Your assignment:
Begin at the line below that contains "Leveraged common datalake". Repeat it and all remaining lines of the records exactly.

Data records:

PR #9031, opened 2020-03-12
Leveraged common datalake buffered upload classes in blob

gapra-msft:


gapra-msft:
@JonathanGiles is it ok to remove the protected method in BlobAsyncClient since it was marked Internal Use Only in Doc? If not, I can add it back. It is currently not used in the class since I refactored some of the buffered upload common logic.

JonathanGiles:
Don't remove it, because it is a breaking change. Add it back in and deprecate it appropriately.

Answer space:
Leveraged common datalake buffered upload classes in blob

gapra-msft:


gapra-msft:
@JonathanGiles is it ok to remove the protected method in BlobAsyncClient since it was marked Internal Use Only in Doc? If not, I can add it back. It is currently not used in the class since I refactored some of the buffered upload common logic.

JonathanGiles:
Don't remove it, because it is a breaking change. Add it back in and deprecate it appropriately.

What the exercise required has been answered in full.